[Stored data]

PR #923, opened 2026-03-31
fix(statusline): use current_usage instead of total_input_tokens for context display

AndriiBarabash:
I'm sorry to open this pull request without an attached issue to it. My organization recently switched to Claude Code and I installed your project to track my token usage. The regular `ccusage` works as expected, but then I installed it to the Claude Code status line (via `ccusage statusline`) and saw the incorrect token calculations near the 🧠 emoji. 

So here is the PR with the fix for this issue. After the fix, the tokens in statusline match the tokens with `/config -> Verbose output (set to true)`.

## Summary

This fix resolves an issue where the statusline command (`ccusage statusline`) was displaying incorrect context window token counts and percentages.

See the testing section for before/after.

## The Problem

The statusline was reading `hookData.context_window.total_input_tokens`, which represents the **cumulative session input tokens** rather than the actual tokens currently in the context window. This led to wildly inaccurate displays.

## The Solution

Now calculates actual context window usage by summing three components from `current_usage`:
- `input_tokens` - current input in context
- `cache_creation_input_tokens` - tokens written to cache
- `cache_read_input_tokens` - tokens read from cache

This matches how Claude Code itself calculates and displays context usage, providing users with accurate real-time visibility.

## Additional Changes

- Updated `statuslineHookJsonSchema` to properly validate the `current_usage`, `used_percentage`, and `remaining_percentage` fields from Claude Code's statusline hook
- Made these fields nullable to handle fresh sessions where no API calls have been made yet (`current_usage` is `null`)
- When `current_usage` is unavailable but context window size is known, displays `0 (0%)` instead of falling back to transcript calculation or showing "N/A"

## Testing

Verified that statusline output now matches Claude Code's context display:
- Before:
Screenshot 2026-03-31 at 23 08 32

- After:
Screenshot 2026-03-31 at 23 07 44

## Summary by CodeRabbit

* **Bug Fixes**
  * Status display now prefers explicit current-usage metrics when available, summing input and cached tokens for more accurate context counts. If transcript-based estimation fails but a context window size is present, context tokens are shown as 0 instead of undefined.
* **New Features**
  * Added optional current-usage, used-percentage, and remaining-percentage fields to improve status reporting fidelity and clarity.

### DIFF
--- a/apps/ccusage/src/_types.ts
+++ b/apps/ccusage/src/_types.ts
@@ -184,6 +184,16 @@ export const statuslineHookJsonSchema = v.object({
 			total_input_tokens: v.number(),
 			total_output_tokens: v.optional(v.number()),
 			context_window_size: v.number(),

▶ **Work to be completed**
Retype exactly, please, each line from the line that contains "Screenshot 2026-03-31 at 23 07 44" through the last line of the entries above, with nothing added.

▶ **Exercise result**
Screenshot 2026-03-31 at 23 07 44

## Summary by CodeRabbit

* **Bug Fixes**
  * Status display now prefers explicit current-usage metrics when available, summing input and cached tokens for more accurate context counts. If transcript-based estimation fails but a context window size is present, context tokens are shown as 0 instead of undefined.
* **New Features**
  * Added optional current-usage, used-percentage, and remaining-percentage fields to improve status reporting fidelity and clarity.

### DIFF
--- a/apps/ccusage/src/_types.ts
+++ b/apps/ccusage/src/_types.ts
@@ -184,6 +184,16 @@ export const statuslineHookJsonSchema = v.object({
 			total_input_tokens: v.number(),
 			total_output_tokens: v.optional(v.number()),
 			context_window_size: v.number(),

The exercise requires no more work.